PR #3270, opened 2025-08-04
WIP: Bedrock agentcore memory

3coins:

PR #3458, opened 2025-09-05
feat: Bedrock AgentCore Memory integration

GowriH-1:
This PR is based on @3coins' WIP [draft](https://github.com/crewAIInc/crewAI/pull/3270) and adds support for [Bedrock Agentcore Memory](https://docs.aws.amazon.com/bedrock-agentcore/latest/devguide/memory.html) as CrewAI External Memory.

# Key Features:
1. `save`  - As an External Memory Storage location, Bedrock AgentCore Storage extends the abstract `save` method. It utilizes Bedrock AgentCore's `create_events` API that allows passing upto 100 messages in a batch.
2. `search` - As an External Memory Storage location, Bedrock AgentCore Storage extends the abstract `search` method. It utilizes Bedrock AgentCore's `retrieve_memories` API that returns a relevance score associated with each retrieved result. The search method filters results based on a minimum relevance score (default: 0.35) for long term memories. If there are not enough long term memories to meet the limit threshold, `search` also calls `list_events` with and appends `limit - len(long_term_memories)` to the list of memories returned. 

# Call outs:
1. `reset` - This method is currently implemented as a pass method as Bedrock AgentCore doesn't provide a direct reset API.  The customer can call `delete_memory` to delete the entire resource - however, we will refrain from doing a control plane operation on the customer's behalf.
2. `crew.kickoff({"question": question})` - automatically saves memory internally [code ref](https://github.com/crewAIInc/crewAI/blob/main/src/crewai/agents/agent_builder/base_agent_executor_mixin.py#L61)

# Sample Usage:
```
agentcore_config = BedrockAgentCoreConfig(
    memory_id="your-bedrock-memory-id",
    actor_id="user-123",
    session_id="session-456",
    region_name="us-east-1",
    namespaces=[
        "/preferences/user-123",
        "/facts/user-123/session-456",
        "/summaries/user-123/session-456"
    ]
)

external_memory = ExternalMemory(
    embedder_config={
        "provider": "agentcore",
        "config": agentcore_config 
    }
)

crew = Crew(
    agents=[...],
    tasks=[...],
    external_memory=external_memory,
    verbose=True
)

external_memory.set_crew(crew)
```

---

> [!NOTE]
> Adds AWS Bedrock AgentCore as an ExternalMemory storage with save/search via Bedrock APIs, plus docs, samples, tests, and optional dependencies.
> 
> - **Memory/Backend**:
>   - **New Storage**: Implement `BedrockAgentCoreStorage` with `save` (creates events) and `search` (long‑term `retrieve_memory_records` + short‑term `list_events`, score filtering) and config model `BedrockAgentCoreConfig` in `crewai/memory/storage/bedrock_agentcore_storage.py`.
>   - **Provider Wiring**: Register `agentcore` in `ExternalMemory.external_supported_storages()` and accept both `BedrockAgentCoreConfig` and dict configs.
> - **Tests**:
>   - Add comprehensive tests for AgentCore config, storage, error handling, payload building, search fallbacks, and event emission in `tests/storage/test_bedrock_agentcore_storage.py` and extend `tests/memory/test_external_memory.py`.
> - **Docs & Samples**:
>   - Add AWS Bedrock AgentCore section with configuration examples to `docs/en/concepts/memory.mdx`.
>   - New sample notebook `samples/bedrock-agentcore/memory_demo.ipynb` demonstrating setup and queries.
> - **Packaging**:
>   - Introduce `agentcore` extra in `pyproject.toml` (adds `boto3`, `botocore`); dev deps include `boto3-stubs[bedrock-agentcore]`.
> 
> <sup>Written by [Cursor Bugbot](https://cursor.com/dashboard?tab=bugbot) for commit dfde1374acdd9a86d7b1d1543d93644c5ee86c0e. This will update automatically on new commits. Configure [here](https://cursor.com/dashboard?tab=bugbot).</sup>


src/crewai/events/types/memory_events.py
```diff
@@ -37,7 +37,7 @@ class MemorySaveStartedEvent(BaseEvent):
     """Event emitted when a memory save operation is started"""
 
     type: str = "memory_save_started"
-    value: Optional[str] = None
+    value: Optional[Any] = None
```
lil-frankie: These look like shared utilities across crew ai, should we be changing this from str to any?

src/crewai/memory/storage/bedrock_agentcore_storage.py
```diff
@@ -0,0 +1,487 @@
...
+
+        logger.info(
+            "AgentCoreStorage initialized: memory_type=%s, run_id=%s",
+            self.memory_type,
+            self.config.run_id,
+        )
+
+    def _validate_type(self, type: str) -> None:
+        """Validate the memory type."""
+        supported_types = {"external"}
```
lil-frankie, line 102: we could make this a class variable instead of a local var

src/crewai/memory/storage/bedrock_agentcore_storage.py
```diff
@@ -0,0 +1,487 @@
...
+        if type not in supported_types:
+            raise ValueError(
+                f"Invalid type '{type}' for AgentCoreStorage. "
+                f"Must be one of: {', '.join(supported_types)}"
+            )
+
+    def _initialize_memory_client(self) -> None:
+        """Initialize the Bedrock AgentCore Memory client."""
+        if MemoryClient is None:
```
lil-frankie: why do we need to check for this before we try to initialize it? Can't we just rely on the catch for any initialization exceptions?

src/crewai/memory/storage/bedrock_agentcore_storage.py
```diff
@@ -0,0 +1,487 @@
...
+
+                    # Process search results
+                    if memories and isinstance(memories, list):
+                        for memory in memories:
+                            # Extract text content from memory record
+                            content = memory.get("content", {})
+                            text = content.get("text", "")
+
+                            # Get score if available
+                            score = memory.get("score", 1.0)
```
lil-frankie: Is it appropriate to assign a default score of 1.0 if it's not available? We should check with Jakob on this

src/crewai/memory/storage/bedrock_agentcore_storage.py
```diff
@@ -0,0 +1,487 @@
...
+                                        "search_namespace": search_namespace,
+                                        "memory_strategy_id": memory.get(
+                                            "memoryStrategyId"
+                                        ),
+                                    },
+                                    "score": score,
+                                }
+                            )
+
+                except Exception as e:
```
lil-frankie: do we want to gracefully consume any retrieveMemories exceptions? How can the user easily tell which namespace is missing from `all_results` if it resulted in an exception?

lil-frankie:
I think this PR is also missing implementation for delete/list/get events & delete/list memory records. We should consider adding support for those methods as well

pyproject.toml
```diff
@@ -40,6 +40,8 @@ dependencies = [
     "blinker>=1.9.0",
     "json5>=0.10.0",
     "portalocker==2.7.0",
+    "boto3>=1.40.19",
+    "botocore>=1.40.19",
```
3coins: We should probably avoid adding direct dependency on boto3, as there will be users who won't be using agentcore or AWS services.

src/crewai/memory/storage/bedrock_agentcore_storage.py
```diff
@@ -0,0 +1,487 @@
+import json
+import logging
+from typing import Any, Dict, List, Optional
+
+from pydantic import BaseModel, Field, field_validator
+
+from bedrock_agentcore.memory.client import MemoryClient
```
3coins: This should move to inside the initialization block.

src/crewai/memory/storage/bedrock_agentcore_storage.py
3coins: Should we change this to check for agentcore sdk?
```python
try:
  from bedrock_agentcore.memory.client import MemoryClient
except ImportError:
  raise ModuleNotFoundError(f"No Bedrock AgentCore sdk found. Use `pip install crewai[agentcore]` to install the sdk.")
```

pyproject.toml
```diff
@@ -62,6 +64,10 @@ openpyxl = [
     "openpyxl>=3.1.5",
 ]
 mem0 = ["mem0ai>=0.1.94"]
+agentcore = [
+    "boto3>=1.35.0",
+    "botocore>=1.35.0",
```
3coins: Should we update this to `bedrock-agentcore>=<version>`?

src/crewai/memory/storage/bedrock_agentcore_storage.py
```diff
@@ -0,0 +1,487 @@
...
+        elif "tool" in str(metadata).lower():
+            return "TOOL"
+
+        return "ASSISTANT"  # Default role
+
+    def reset(self) -> None:
+        """Reset/clear memory storage."""
+        logger.warning(
+            "Bedrock AgentCore memory reset not implemented - memories persist in AWS"
+        )
```
3coins, line 453: Ok to leave this as-is for now, but we should check with CrewAI maintainers about what users expect with reset? For example, there will be scenarios where a user might want to reset their chat (delete all history), so they start fresh within a conversation or don't want to save any history for privacy reasons.

src/crewai/events/types/memory_events.py
gowri100:
```
def save(
        self,
        value: Any,
        metadata: Optional[Dict[str, Any]] = None,
        agent: Optional[str] = None,
    ) -> None:
        """Saves a value into the external storage."""
        crewai_event_bus.emit(
            self,
            event=MemorySaveStartedEvent(
                value=value,
                metadata=metadata,
                agent_role=agent,
                source_type="external_memory",
            ),
        )

```

should be fine as the interface that creates a `MemorySaveStartedEvent` uses any type for value [code ref](https://github.com/crewAIInc/crewAI/blob/main/src/crewai/memory/external/external_memory.py#L60)

since string is an any type, this also does not break backwards compatibility.

src/crewai/memory/storage/bedrock_agentcore_storage.py
gowri100: i think it might be better to have it as a local variable as supported types isn't exactly a property of `BedrockAgentCoreStorage` and won't be used anywhere else in the class.

Any reason to make it a class var?

src/crewai/memory/storage/bedrock_agentcore_storage.py
gowri100: the check is more to provide an explicit error message

if the client isn't initialized, and the customer gets an NPE equivalent - might be hard for them to debug

src/crewai/memory/storage/bedrock_agentcore_storage.py
gowri100: Good catch, I think it might be better to return 0 and not include it but I'll wait for Jakob's take as well

docs/en/concepts/memory.mdx
```diff
@@ -589,6 +589,106 @@ crew = Crew(
...
+agentcore_config = BedrockAgentCoreConfig(
+    memory_id="your-bedrock-memory-id",
+    actor_id="user-123",
+    session_id="session-456",
+    region_name="us-east-1",
+    strategies=[
+        BedrockAgentCoreStrategyConfig(
+            name="user_preferences",
+            namespaces=["/preferences/user-123"],
+            strategy_id="strategy-pref-123"
```
3coins: Assuming that strategies will already be setup by the user before they create the storage class here. Is that correct?
If so, is stategy id/name a required input to work with strategies. My understanding was that namespace should be enough to query from a specific strategy? Wondering if we can simplify this to just take a list of strategy_namespaces? For example, I am following this sample from the [agentcore docs](https://docs.aws.amazon.com/bedrock-agentcore/latest/devguide/memory-getting-started.html#memory-getting-started-long-term-memory).
```python
# No strategy id, or name, just the namespace.
memories = client.retrieve_memories(
    memory_id=memory.get("id"),
    namespace=f"/summaries/User84/OrderSupportSession1",
    query="can you summarize the support issue"
)

```

gowri100:
> I think this PR is also missing implementation for delete/list/get events & delete/list memory records. We should consider adding support for those methods as well

In Crew AI, Bedrock AgentCore Memory is implemented as an external storage rather than a tool. 

The Storage interface requires support for save, search, and reset (which this PR goes over).

delete/list/get events & delete/list memory -> these are not properties of storage + these will provide no additional functionality except memory_client.get_events: which the user can directly implement on their end if required.

Implementing these on our end might make the integration less extensible as we would have to keep updating these methods with new parameters as list / get / delete evolve while providing no additional functionality except being a wrapper around the existing wrapper client.

3coins:
@lucasgomide
Adding you here to review the integration with agentcore memory, also can you help kick off the CI.

src/crewai/memory/storage/bedrock_agentcore_storage.py
gowri100: Makes sense! 

I didn't want to take any control plane actions on behalf of the user - say they expect to clear the chat but end up deleting the memory resource itself.

docs/en/concepts/memory.mdx
gowri100: Makes sense

I kept strategy_id + name in case we need it to support future operations - ex. searching based on strategy name / id - not sure if this is a valid use case, can remove strategy_id + name otherwise

src/crewai/memory/storage/bedrock_agentcore_storage.py
bergjaak: I think 0, but I believe it should always be returned

src/crewai/memory/storage/bedrock_agentcore_storage.py
```diff
@@ -0,0 +1,487 @@
...
+
+# Setup logger
+logger = logging.getLogger(__name__)
+
+
+class BedrockAgentCoreStrategyConfig(BaseModel):
+    """Configuration for an AgentCore memory strategy."""
+
+    name: str = Field(..., description="Name of the strategy (required)")
+    namespaces: List[str] = Field(
```
bergjaak: is there a way, like say with a doc string, to suggest that search searches over all of these namespaces? So the user should only give us the namespaces that they want to search. Also, the user can search prefixes of namespaces... so I am thinking it might make most sense to name this field like `searchableNamespacePrefixes` and then write a doc string explaining that these namespaces (or namespace prefixes) are used for search in retrieveMemoryRecords

then we can also explain to the writer that if they want to search all the namespaces, they can just give us a prefix that is common to all of their namespaces

src/crewai/memory/storage/bedrock_agentcore_storage.py
```diff
@@ -0,0 +1,487 @@
...
+
+                except Exception as e:
+                    logger.warning(
+                        "Failed to search namespace %s: %s", search_namespace, str(e)
+                    )
+                    continue
+
+            # Sort by score and limit results
+            all_results.sort(key=lambda x: x.get("score"), reverse=True)
+            final_results = all_results[:limit]
```
bergjaak: we shouldnt need this [:limit] right because we provide the top_k argument, right?

src/crewai/memory/storage/bedrock_agentcore_storage.py
gowri100: > is there a way, like say with a doc string, to suggest that search searches over all of these namespaces

yup, this should be doable

> then we can also explain to the writer that if they want to search all the namespaces, they can just give us a prefix that is common to all of their namespaces

this is tough as `memory_client.retrieve_memories` does not support prefix search and doing a get memory would require additional permissions from the customer + processing on responses

bergjaak: oh retrieve_memories does support prefix

src/crewai/memory/storage/bedrock_agentcore_storage.py
bergjaak: discussed offline, needed because we filter by score

docs/en/concepts/memory.mdx
```diff
@@ -837,6 +837,72 @@ crew = Crew(
...
+    namespaces=[
+        "/preferences/user-123",
+        "/facts/user-123/session-456",
+        "/summaries/user-123/session-456"
+    ]
+)
+
+# Using namespace template resolution utility (optional)
+resolved_namespaces = [
+    BedrockAgentCoreStorage.resolve_namespace_template(
```
bergjaak: i like this! Very self-documenting

pyproject.toml
bergjaak: I think we actually need boto3>=1.39.7 (I believe that is when bedrock-agentcore was added to boto3)

src/crewai/events/types/memory_events.py
bergjaak: are we sure though? is there any way we can check? I think it's generally frowned upon to use Any (it defeats the purpose of using types in the first place, which is to find bugs during static analysis instead of at runtime)

src/crewai/memory/storage/bedrock_agentcore_storage.py
```diff
@@ -0,0 +1,418 @@
...
+                f"Must be one of: {', '.join(supported_types)}"
+            )
+
+    def _initialize_memory_client(self) -> None:
+        """Initialize the Bedrock AgentCore Memory client."""
+        try:
+            import boto3
+        except ImportError:
+            raise ModuleNotFoundError(
+                "boto3 is required for Bedrock AgentCore. Use `pip install crewai[agentcore]` to install the required dependencies."
```
bergjaak: I wonder if we should include this message or not. What if the user is using `uv` or another dependency management system? (I am actually not sure, because I am not super familiar with Python development [I did use Python a lot for Leetcode lol])

src/crewai/memory/storage/bedrock_agentcore_storage.py
```diff
@@ -0,0 +1,418 @@
...
+
+        Returns:
+            List of memory items with context, sorted by relevance score
+        """
+        if self.bedrock_agentcore_memory_client is None:
+            raise RuntimeError("AgentCore memory client not initialized")
+
+        # Validate limit parameter
+        if limit >= 100:
+            raise ValueError("Limit must be less than 100")
```
bergjaak: in general, I wonder if it's best to not do this client side validation because the service and boto3 already does this validation. So I think it would make sense to remove this (and other validation that we can expect the service to handle, which should be whatever is listed in the API documentation)

src/crewai/memory/storage/bedrock_agentcore_storage.py
bergjaak: yeah i think we shouldn't catch exceptions

bergjaak: ideally we wouldn't have any exceptions

src/crewai/memory/storage/bedrock_agentcore_storage.py
```diff
@@ -0,0 +1,418 @@
...
+                        text = content.get("text", "")
+
+                        # Get score if available
+                        score = long_term_memory.get("score", 0.0)
+
+                        # Apply score threshold filter
+                        if score < score_threshold:
+                            continue
+
+                        long_term_memory_results.append(
```
bergjaak: does this `long_term_memory_results` need to adhere to some shape? is that why we're making this dictionary? (just want to confirm, I think that makes sense)

src/crewai/memory/storage/bedrock_agentcore_storage.py
```diff
@@ -0,0 +1,418 @@
...
+
+            logger.info(
+                "Created event in AgentCore memory: %s", response["event"]["eventId"]
+            )
+
+        except Exception as e:
+            logger.error("Error saving to AgentCore: %s", str(e))
+            raise
+
+    def search(
```
bergjaak, line 309: would it be good to break this function into 2 separate private functions that this function invokes? Namely, _search_long_term and _search_short_term? I think that would be a nice separation of concern

src/crewai/memory/storage/bedrock_agentcore_storage.py
```diff
@@ -0,0 +1,418 @@
...
+        self, query: str, limit: int = 3, score_threshold: float = 0.35
+    ) -> List[Dict[str, Any]]:
```
bergjaak: would it make sense for this return type to be a type that we define (instead of an untyped dict)? So that the fields are known?  I think it would be nice if we returns a List of classes, like List[MemoryContent] or something like that, where MemoryContent is just the fields you put into the dictionary that you're constructing

samples/bedrock-agentcore/memory_demo.ipynb
```diff
@@ -0,0 +1,599 @@
+{
+ "cells": [
+  {
```
bergjaak, line 3: I think with the demo, we should try  to illustrate creating a long-term memory, then starting a new session, and then using that long-term memory. Does that make sense? because the current demo reads like we're just continuing a conversation using regular conversation history, which I think doesn't demonstrate the long-term memory

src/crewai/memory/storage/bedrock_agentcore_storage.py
+---+
Problem to solve
Every line above from the line with "should be fine" to the line with "3coins: Assuming that" is wanted, ends included; write them out exactly and add no other line.

Answer area
should be fine as the interface that creates a `MemorySaveStartedEvent` uses any type for value [code ref](https://github.com/crewAIInc/crewAI/blob/main/src/crewai/memory/external/external_memory.py#L60)

since string is an any type, this also does not break backwards compatibility.

src/crewai/memory/storage/bedrock_agentcore_storage.py
gowri100: i think it might be better to have it as a local variable as supported types isn't exactly a property of `BedrockAgentCoreStorage` and won't be used anywhere else in the class.

Any reason to make it a class var?

src/crewai/memory/storage/bedrock_agentcore_storage.py
gowri100: the check is more to provide an explicit error message

if the client isn't initialized, and the customer gets an NPE equivalent - might be hard for them to debug

src/crewai/memory/storage/bedrock_agentcore_storage.py
gowri100: Good catch, I think it might be better to return 0 and not include it but I'll wait for Jakob's take as well

docs/en/concepts/memory.mdx
```diff
@@ -589,6 +589,106 @@ crew = Crew(
...
+agentcore_config = BedrockAgentCoreConfig(
+    memory_id="your-bedrock-memory-id",
+    actor_id="user-123",
+    session_id="session-456",
+    region_name="us-east-1",
+    strategies=[
+        BedrockAgentCoreStrategyConfig(
+            name="user_preferences",
+            namespaces=["/preferences/user-123"],
+            strategy_id="strategy-pref-123"
```
3coins: Assuming that strategies will already be setup by the user before they create the storage class here. Is that correct?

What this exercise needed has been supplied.